= Action item =
Count the lines below that hold the string "python". Give only that number.

= Records provided =

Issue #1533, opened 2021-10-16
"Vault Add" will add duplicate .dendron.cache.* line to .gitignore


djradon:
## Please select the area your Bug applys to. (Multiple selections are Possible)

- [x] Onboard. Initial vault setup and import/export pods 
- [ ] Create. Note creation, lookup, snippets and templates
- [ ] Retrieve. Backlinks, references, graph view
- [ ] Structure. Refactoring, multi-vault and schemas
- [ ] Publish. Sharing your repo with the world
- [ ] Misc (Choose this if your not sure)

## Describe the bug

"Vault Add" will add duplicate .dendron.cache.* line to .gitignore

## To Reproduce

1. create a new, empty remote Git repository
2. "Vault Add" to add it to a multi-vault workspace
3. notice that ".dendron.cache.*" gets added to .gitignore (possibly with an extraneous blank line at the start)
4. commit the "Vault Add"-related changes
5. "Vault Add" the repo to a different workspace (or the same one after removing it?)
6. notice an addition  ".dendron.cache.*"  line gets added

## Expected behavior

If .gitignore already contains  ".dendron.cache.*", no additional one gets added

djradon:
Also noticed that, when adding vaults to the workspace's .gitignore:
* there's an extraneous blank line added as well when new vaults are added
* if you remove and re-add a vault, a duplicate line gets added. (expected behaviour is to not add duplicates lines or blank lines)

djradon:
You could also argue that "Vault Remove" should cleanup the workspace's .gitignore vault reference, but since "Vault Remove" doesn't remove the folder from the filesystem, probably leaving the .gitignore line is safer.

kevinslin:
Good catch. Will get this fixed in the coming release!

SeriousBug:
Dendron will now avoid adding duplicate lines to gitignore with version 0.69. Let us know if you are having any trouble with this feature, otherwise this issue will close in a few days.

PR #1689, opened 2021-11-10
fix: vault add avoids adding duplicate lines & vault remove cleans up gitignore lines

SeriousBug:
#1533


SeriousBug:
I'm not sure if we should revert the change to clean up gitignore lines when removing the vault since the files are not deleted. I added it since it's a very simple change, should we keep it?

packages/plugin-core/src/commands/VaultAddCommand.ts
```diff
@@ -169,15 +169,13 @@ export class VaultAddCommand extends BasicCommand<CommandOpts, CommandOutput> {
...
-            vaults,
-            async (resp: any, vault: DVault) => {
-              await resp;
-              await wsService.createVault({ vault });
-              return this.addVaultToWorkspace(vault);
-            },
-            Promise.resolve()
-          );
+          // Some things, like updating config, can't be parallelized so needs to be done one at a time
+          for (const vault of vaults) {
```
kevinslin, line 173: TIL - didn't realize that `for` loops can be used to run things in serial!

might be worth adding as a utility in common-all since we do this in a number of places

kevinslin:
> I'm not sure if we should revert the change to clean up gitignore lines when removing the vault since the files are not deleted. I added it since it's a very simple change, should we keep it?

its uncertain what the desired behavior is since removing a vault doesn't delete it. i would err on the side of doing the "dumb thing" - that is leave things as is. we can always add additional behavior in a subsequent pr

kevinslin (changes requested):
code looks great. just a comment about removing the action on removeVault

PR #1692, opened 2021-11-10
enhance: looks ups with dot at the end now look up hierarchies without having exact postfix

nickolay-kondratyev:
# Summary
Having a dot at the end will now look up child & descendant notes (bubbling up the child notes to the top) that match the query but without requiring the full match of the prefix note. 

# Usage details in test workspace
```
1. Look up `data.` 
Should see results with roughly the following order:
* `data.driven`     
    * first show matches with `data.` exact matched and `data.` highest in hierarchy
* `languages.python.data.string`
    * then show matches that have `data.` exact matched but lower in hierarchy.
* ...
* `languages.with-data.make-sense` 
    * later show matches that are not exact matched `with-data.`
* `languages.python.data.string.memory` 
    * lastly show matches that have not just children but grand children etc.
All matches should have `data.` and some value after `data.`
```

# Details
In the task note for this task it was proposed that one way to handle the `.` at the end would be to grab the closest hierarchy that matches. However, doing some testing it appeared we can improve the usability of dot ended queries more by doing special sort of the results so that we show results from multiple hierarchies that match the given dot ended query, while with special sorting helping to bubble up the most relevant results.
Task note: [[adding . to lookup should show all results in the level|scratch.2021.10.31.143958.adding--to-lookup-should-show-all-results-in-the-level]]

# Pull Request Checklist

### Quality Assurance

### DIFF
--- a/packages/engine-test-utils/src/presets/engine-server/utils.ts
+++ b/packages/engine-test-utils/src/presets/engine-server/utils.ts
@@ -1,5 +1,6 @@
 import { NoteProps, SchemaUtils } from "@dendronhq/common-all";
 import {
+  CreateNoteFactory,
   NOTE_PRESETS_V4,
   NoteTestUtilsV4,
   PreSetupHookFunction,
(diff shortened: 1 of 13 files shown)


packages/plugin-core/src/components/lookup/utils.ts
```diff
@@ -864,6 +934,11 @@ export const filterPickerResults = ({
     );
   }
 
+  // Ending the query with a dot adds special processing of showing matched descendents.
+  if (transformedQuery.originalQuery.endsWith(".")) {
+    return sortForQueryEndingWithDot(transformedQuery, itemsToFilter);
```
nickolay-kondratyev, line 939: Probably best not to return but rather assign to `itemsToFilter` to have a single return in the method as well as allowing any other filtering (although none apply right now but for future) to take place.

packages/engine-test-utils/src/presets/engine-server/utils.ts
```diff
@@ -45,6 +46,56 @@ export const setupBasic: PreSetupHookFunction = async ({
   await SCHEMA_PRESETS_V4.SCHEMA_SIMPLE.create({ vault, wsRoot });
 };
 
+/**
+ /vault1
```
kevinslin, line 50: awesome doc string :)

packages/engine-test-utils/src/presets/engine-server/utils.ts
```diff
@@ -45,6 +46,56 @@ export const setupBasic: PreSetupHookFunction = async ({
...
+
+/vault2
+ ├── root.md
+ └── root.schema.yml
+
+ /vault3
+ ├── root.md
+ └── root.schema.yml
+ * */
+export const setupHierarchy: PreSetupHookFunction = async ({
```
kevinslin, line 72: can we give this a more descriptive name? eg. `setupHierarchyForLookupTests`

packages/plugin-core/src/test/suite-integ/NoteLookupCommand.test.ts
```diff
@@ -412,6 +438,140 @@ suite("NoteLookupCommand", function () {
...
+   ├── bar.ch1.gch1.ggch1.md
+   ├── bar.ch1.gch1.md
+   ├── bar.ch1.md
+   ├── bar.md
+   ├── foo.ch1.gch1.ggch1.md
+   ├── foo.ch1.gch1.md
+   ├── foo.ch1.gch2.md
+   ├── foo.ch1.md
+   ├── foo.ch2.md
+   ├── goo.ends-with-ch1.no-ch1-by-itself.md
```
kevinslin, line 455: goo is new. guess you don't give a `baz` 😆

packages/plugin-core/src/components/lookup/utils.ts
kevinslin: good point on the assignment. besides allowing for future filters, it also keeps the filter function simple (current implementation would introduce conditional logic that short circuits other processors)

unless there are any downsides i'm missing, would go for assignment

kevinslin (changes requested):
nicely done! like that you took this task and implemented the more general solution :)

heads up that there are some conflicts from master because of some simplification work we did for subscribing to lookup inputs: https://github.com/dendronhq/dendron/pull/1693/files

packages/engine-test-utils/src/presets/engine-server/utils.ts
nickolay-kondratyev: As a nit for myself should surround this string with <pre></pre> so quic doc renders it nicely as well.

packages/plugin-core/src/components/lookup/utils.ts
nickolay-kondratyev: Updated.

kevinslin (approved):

= Response =
2